**Material to process:**
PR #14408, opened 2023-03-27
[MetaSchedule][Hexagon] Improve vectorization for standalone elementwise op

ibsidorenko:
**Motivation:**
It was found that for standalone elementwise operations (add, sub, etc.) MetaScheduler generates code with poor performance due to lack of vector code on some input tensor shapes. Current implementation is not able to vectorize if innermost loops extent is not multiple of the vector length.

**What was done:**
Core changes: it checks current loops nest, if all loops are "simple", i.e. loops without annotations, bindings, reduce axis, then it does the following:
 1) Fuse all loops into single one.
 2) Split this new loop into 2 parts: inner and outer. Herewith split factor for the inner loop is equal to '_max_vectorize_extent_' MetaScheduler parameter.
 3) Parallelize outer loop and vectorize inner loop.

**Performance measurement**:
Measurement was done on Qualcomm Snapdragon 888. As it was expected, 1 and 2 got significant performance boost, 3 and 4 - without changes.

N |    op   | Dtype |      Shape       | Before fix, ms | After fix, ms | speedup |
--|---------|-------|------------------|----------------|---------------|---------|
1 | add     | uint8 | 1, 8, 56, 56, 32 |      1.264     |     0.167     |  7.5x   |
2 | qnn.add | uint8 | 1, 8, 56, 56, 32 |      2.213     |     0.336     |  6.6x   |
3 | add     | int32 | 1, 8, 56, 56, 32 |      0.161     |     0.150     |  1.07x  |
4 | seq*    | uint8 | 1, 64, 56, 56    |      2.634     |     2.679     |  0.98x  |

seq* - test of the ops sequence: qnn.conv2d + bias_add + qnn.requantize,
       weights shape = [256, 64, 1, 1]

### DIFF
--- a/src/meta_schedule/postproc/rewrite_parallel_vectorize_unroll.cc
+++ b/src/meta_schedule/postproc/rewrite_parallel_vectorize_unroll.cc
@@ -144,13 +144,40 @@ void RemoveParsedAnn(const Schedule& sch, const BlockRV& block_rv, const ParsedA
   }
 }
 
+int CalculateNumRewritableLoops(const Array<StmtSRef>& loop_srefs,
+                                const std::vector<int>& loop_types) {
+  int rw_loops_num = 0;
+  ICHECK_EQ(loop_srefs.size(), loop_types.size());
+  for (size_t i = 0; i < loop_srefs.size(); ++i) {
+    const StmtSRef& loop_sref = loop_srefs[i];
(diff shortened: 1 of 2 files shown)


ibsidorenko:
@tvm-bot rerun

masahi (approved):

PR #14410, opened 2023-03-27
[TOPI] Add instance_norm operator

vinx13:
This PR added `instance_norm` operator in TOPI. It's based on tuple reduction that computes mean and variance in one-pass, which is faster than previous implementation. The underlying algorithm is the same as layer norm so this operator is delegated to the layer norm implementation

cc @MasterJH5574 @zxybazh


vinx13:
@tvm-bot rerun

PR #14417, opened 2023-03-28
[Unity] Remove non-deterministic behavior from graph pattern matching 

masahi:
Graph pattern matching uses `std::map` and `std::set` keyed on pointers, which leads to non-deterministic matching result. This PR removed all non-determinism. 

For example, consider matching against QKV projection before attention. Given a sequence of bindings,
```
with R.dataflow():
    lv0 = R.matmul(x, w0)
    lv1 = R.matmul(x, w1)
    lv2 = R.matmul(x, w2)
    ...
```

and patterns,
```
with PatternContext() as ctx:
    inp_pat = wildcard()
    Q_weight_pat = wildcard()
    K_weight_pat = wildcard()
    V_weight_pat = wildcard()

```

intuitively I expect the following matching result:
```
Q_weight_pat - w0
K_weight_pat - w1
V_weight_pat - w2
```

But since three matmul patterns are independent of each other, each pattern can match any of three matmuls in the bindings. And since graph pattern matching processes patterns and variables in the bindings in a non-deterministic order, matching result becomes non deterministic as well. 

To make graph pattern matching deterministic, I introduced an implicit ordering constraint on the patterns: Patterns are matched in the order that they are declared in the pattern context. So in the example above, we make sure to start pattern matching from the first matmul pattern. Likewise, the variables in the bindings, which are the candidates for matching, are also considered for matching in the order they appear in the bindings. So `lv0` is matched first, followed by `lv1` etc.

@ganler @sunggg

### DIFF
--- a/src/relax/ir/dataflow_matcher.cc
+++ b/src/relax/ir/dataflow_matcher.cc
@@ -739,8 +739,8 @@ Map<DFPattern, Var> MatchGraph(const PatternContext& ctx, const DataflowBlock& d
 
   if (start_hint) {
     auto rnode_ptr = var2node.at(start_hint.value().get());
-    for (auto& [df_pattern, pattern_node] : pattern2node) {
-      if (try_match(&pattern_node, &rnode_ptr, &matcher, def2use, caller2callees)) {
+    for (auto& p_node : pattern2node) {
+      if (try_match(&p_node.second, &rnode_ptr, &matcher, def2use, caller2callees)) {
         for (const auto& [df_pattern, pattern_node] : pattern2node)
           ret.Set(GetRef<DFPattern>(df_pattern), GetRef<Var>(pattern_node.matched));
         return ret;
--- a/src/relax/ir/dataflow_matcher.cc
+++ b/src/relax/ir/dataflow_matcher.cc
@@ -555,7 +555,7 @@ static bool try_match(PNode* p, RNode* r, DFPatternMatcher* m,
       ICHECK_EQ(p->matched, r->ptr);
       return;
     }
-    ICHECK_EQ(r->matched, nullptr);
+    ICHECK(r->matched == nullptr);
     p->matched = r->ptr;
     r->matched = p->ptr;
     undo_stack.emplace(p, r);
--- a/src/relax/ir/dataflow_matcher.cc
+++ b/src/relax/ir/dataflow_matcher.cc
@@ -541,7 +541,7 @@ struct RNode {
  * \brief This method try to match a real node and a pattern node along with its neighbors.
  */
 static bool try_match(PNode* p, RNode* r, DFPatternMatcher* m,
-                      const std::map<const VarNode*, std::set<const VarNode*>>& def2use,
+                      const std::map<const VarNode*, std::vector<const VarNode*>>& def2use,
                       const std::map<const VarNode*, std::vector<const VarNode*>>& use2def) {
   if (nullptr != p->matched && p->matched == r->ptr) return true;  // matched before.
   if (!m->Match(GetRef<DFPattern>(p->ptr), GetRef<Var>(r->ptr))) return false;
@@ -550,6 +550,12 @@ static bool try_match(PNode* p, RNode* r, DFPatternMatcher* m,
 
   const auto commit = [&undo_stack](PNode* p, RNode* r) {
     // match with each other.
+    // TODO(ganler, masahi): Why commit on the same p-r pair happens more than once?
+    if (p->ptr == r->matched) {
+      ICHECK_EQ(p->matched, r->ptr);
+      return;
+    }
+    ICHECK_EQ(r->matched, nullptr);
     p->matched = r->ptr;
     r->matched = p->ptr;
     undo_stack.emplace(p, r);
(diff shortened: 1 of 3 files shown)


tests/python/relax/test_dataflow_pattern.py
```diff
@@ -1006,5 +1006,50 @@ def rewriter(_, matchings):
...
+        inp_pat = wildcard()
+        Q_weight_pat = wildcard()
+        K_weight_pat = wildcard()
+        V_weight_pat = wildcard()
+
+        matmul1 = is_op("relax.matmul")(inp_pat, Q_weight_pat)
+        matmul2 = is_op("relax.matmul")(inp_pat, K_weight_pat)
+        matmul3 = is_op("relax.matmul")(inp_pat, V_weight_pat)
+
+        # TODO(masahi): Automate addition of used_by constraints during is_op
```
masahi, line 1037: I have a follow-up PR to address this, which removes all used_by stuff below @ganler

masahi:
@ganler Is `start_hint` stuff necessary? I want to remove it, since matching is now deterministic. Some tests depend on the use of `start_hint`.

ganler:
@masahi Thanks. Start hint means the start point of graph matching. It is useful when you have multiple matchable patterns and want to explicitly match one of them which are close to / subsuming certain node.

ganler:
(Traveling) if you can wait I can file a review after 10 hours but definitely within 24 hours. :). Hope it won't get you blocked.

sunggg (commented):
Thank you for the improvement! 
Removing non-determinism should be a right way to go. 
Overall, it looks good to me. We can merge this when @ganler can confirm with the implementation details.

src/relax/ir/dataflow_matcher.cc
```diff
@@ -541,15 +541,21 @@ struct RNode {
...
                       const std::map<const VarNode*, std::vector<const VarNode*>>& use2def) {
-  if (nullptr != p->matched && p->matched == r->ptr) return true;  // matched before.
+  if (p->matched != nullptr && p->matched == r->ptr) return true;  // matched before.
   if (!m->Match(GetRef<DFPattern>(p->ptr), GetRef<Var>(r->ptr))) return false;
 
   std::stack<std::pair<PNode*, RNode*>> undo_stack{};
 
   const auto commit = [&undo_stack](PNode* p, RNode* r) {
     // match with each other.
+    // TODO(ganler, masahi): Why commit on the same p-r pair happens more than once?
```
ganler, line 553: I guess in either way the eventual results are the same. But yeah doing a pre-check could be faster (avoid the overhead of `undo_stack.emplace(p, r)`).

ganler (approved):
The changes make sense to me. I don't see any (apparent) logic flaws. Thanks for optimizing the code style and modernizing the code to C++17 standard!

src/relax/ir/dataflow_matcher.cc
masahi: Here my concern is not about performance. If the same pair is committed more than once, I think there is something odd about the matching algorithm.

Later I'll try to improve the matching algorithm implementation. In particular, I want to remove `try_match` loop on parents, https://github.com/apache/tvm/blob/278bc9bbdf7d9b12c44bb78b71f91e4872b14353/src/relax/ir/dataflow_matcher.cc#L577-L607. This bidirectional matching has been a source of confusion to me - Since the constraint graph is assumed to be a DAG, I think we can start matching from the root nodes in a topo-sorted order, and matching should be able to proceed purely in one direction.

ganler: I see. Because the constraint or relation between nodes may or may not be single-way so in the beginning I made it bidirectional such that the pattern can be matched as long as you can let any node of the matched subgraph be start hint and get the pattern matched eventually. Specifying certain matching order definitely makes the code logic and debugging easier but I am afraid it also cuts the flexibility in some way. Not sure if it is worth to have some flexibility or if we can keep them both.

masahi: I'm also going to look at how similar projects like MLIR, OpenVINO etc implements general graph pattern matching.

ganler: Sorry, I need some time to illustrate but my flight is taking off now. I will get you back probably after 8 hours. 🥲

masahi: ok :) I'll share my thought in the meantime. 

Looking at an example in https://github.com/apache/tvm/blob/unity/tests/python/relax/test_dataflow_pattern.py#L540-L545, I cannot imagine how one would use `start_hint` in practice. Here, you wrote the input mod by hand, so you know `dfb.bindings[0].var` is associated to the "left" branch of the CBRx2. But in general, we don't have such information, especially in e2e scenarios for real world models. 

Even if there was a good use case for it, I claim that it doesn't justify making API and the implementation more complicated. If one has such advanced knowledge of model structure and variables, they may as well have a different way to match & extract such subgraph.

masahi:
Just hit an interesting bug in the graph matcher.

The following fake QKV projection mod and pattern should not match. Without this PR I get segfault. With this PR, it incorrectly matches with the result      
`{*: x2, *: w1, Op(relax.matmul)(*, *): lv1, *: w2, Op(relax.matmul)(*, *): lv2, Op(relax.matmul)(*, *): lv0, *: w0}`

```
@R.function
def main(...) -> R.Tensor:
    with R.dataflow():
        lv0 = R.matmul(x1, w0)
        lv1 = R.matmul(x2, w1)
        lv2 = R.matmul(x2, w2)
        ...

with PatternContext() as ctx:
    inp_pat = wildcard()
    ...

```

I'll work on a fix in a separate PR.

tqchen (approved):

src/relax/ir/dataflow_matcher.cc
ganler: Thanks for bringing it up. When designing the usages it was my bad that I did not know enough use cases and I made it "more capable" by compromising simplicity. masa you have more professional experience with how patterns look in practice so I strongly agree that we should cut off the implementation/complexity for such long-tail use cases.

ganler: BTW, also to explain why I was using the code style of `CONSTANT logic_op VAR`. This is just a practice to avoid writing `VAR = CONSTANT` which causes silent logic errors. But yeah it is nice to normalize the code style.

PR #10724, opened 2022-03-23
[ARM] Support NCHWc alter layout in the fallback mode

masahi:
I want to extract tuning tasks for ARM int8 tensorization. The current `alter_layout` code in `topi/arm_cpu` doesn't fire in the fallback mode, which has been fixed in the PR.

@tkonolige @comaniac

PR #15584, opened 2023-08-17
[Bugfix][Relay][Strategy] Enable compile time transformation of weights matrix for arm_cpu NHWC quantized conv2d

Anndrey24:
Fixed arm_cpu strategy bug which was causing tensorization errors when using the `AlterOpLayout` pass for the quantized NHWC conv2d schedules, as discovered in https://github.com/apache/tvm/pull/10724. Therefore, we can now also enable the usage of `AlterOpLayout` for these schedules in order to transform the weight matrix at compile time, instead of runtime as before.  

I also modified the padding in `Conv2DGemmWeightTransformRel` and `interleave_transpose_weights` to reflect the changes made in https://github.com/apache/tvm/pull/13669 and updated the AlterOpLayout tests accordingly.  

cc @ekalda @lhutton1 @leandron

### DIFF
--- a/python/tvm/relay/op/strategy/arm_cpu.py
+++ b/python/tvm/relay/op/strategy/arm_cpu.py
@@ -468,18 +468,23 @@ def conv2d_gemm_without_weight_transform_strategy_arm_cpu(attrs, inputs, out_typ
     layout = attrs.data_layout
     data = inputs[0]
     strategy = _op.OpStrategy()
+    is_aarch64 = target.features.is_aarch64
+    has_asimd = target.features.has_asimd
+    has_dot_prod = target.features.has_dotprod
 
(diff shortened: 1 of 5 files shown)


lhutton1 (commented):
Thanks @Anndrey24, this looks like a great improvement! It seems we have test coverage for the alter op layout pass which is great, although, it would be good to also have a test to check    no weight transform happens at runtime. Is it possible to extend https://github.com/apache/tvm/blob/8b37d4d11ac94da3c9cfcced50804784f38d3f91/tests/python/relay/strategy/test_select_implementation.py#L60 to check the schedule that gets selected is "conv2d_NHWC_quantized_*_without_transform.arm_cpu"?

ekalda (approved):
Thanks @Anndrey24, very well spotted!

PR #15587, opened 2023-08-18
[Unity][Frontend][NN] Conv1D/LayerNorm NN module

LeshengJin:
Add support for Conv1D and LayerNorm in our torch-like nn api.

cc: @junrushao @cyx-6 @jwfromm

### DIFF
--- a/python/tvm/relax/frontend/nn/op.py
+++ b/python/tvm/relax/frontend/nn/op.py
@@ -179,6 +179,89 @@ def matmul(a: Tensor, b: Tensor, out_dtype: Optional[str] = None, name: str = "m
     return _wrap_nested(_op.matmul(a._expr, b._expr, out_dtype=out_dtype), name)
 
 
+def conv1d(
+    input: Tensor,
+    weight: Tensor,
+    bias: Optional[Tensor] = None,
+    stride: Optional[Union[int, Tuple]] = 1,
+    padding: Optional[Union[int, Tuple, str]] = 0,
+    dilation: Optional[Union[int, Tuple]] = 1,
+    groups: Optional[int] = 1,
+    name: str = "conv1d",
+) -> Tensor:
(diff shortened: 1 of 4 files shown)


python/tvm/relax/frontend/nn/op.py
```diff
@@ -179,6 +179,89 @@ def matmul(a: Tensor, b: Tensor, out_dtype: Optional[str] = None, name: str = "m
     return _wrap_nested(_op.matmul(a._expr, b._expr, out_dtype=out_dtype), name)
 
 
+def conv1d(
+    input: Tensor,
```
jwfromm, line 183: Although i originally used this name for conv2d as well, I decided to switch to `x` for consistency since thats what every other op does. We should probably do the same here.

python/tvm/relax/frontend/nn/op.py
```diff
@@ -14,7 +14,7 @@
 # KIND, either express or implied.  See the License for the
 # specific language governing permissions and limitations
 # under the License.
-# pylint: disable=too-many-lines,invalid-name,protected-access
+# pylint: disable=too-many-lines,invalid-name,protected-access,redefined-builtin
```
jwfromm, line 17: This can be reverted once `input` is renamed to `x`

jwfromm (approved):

**What is being asked:** The answer is each line in which the word "github" occurs, copied from the material above.

**Answer to this exercise:**
Later I'll try to improve the matching algorithm implementation. In particular, I want to remove `try_match` loop on parents, https://github.com/apache/tvm/blob/278bc9bbdf7d9b12c44bb78b71f91e4872b14353/src/relax/ir/dataflow_matcher.cc#L577-L607. This bidirectional matching has been a source of confusion to me - Since the constraint graph is assumed to be a DAG, I think we can start matching from the root nodes in a topo-sorted order, and matching should be able to proceed purely in one direction.
Looking at an example in https://github.com/apache/tvm/blob/unity/tests/python/relax/test_dataflow_pattern.py#L540-L545, I cannot imagine how one would use `start_hint` in practice. Here, you wrote the input mod by hand, so you know `dfb.bindings[0].var` is associated to the "left" branch of the CBRx2. But in general, we don't have such information, especially in e2e scenarios for real world models. 
Fixed arm_cpu strategy bug which was causing tensorization errors when using the `AlterOpLayout` pass for the quantized NHWC conv2d schedules, as discovered in https://github.com/apache/tvm/pull/10724. Therefore, we can now also enable the usage of `AlterOpLayout` for these schedules in order to transform the weight matrix at compile time, instead of runtime as before.  
I also modified the padding in `Conv2DGemmWeightTransformRel` and `interleave_transpose_weights` to reflect the changes made in https://github.com/apache/tvm/pull/13669 and updated the AlterOpLayout tests accordingly.  
Thanks @Anndrey24, this looks like a great improvement! It seems we have test coverage for the alter op layout pass which is great, although, it would be good to also have a test to check    no weight transform happens at runtime. Is it possible to extend https://github.com/apache/tvm/blob/8b37d4d11ac94da3c9cfcced50804784f38d3f91/tests/python/relay/strategy/test_select_implementation.py#L60 to check the schedule that gets selected is "conv2d_NHWC_quantized_*_without_transform.arm_cpu"?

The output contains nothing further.